Okay, cool, equal numbers! Let's see how the classifier performs.

# We already split our data, so we don't need to do that again

# Train the classifier on the resampled training data
clf = LinearSVC()
clf.fit(X_train_resampled, y_train_resampled)

# Build a confusion matrix
y_true = y_test
y_pred = clf.predict(X_test)
matrix = confusion_matrix(y_true, y_pred)

label_names = pd.Series(['not indian', 'indian'])
pd.DataFrame(matrix,
     columns='Predicted ' + label_names,
     index='Is ' + label_names).div(matrix.sum(axis=1), axis=0)

	Predicted not indian	Predicted indian
Is not indian	0.957479	0.042521
Is indian	0.051813	0.948187

Looking good! It performs as well as our other 3,000/3,000 split because, well, it's more or less the same thing (although the test data is "realistically" unbalanced).

Oversampling#

Cutting out those 27,000 "extra" non-Indian recipes seems like such a bummer, though. Wouldn't it be nice if we somehow found another 25,000 Indian recipes to even up our unbalanced training dataset to 27k non-Indian and 27k Indian? It's possible with oversampling!

Oversampling generates new datapoints based on your existing dataset. In this case we're going to use the RandomOverSampler, which just fills our dataset with copies of the less-included class. We'll have 27k Indian recipes, but they'll be 25,0000 copies of the original ones. Can that possibly help?

from imblearn.over_sampling import RandomOverSampler

resampler = RandomOverSampler()
X_train_resampled, y_train_resampled = resampler.fit_resample(X_train, y_train)
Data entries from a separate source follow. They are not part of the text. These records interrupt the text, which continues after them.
PR #974, opened 2023-01-11
fix: Unpin minor version for cooltools wrappers

Phlya:


Phlya:
I can't find it in the docs, is it possible for wrappers to share an environment? If multiple wrappers use the same tool, it would make sense...

Phlya:
How is it possible that the environment for linting fails when it works for all other tests?..

fgvieira:
Hi @Phlya, these changes might not be needed since, I think, there are some new GitHub actions that check for newer packages and update the environment.
Am I right @johanneskoester?

Phlya:
I don't know about that, to be honest I encountered a bug that was fixed in the latest update, so wanted to avoid it by unpinning...

Phlya:
Any more thoughts about this change?.. @fgvieira @johanneskoester

johanneskoester:
Yes, unpinning is not the right way, wrappers are updated automatically by a bot. However, the cooltools wrappers all had wrong channel orders, which perhaps prevented the bot from determining how to update them. I've fixed that in PR https://github.com/snakemake/snakemake-wrappers/pull/980 which I would like to merge instead of this one. Nevertheless, thanks a lot for pointing to the issue and the first approach here.

Phlya:
Oh I see, thank you for looking into it and fixing!

PR #984, opened 2023-01-30
debug autobump

johanneskoester:
trying to find out what problem currently occurs in the autobumping job


johanneskoester:
Can be closed because the problem has been fixed in snakedeploy itself.

PR #1149, opened 2023-03-17
feat: added vsearch wrapper

fgvieira:
### Description

Added wrapper for VSEARCH.

### QC

* [x] I confirm that:


johanneskoester (changes requested):
I think we should avoid the out_arg necessity and just infer the required args from the output file extension. And then, I would just have an extra param for additional args instead of fasta_arg and fastq_arg.

fgvieira:
Added automated output inference.

johanneskoester:
What about the fasta_arg and fastq_arg? Can't people just use extra for that?

fgvieira:
I think the way I did for `outputs` could also work for `inputs`... what do you think?

dlaehnemann (approved):
Looks good to me, very thorough work!

johanneskoester (approved):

y_train_resampled.value_counts()

1    27599
0    27599
Name: is_indian, dtype: int64

Looking good, a nice even 27,599 apiece. Let's see how the classifier works out!

# We already split our dataset into train and test data

# Train the classifier on the resampled training data
clf = LinearSVC()
clf.fit(X_train_resampled, y_train_resampled)

# Build a confusion matrix with the result
y_true = y_test
y_pred = clf.predict(X_test)
matrix = confusion_matrix(y_true, y_pred)

label_names = pd.Series(['not indian', 'indian'])
pd.DataFrame(matrix,
     columns='Predicted ' + label_names,
     index='Is ' + label_names).div(matrix.sum(axis=1), axis=0)

	Predicted not indian	Predicted indian
Is not indian	0.969363	0.030637
Is indian	0.068653	0.931347

Also looking pretty good! A little bit better at predicting non-Indian dishes and a little bit worse at predicting Indian dishes, but it more or less evens out with the under sampled example.

There are also other oversampling techniques that involve creating synthetic data, new datapoints that aren't copies of our data, but rather totally new ones. You can read more about them on the imbalanced-learn page.

Review#

In this section we talked about the problem of imbalanced classes, where an uneven split in your labels can cause suboptimal classifier performance. We used the imbalanced-learn library to talk about two methods of solving the issue - under sampling and oversampling - which both boosted performance as compared to the imbalanced dataset.

Discussion topics#

What is the difference between oversampling and under sampling? Why might have oversampling done a better job predicting non-Indian recipes?

Why did we only resample the training data, and not the test data?

While the idea of automatically-generated fake data might sound more attractive than just re-using existing data, what might be some issues with it?

Can we think of any times when we might not want a balanced dataset?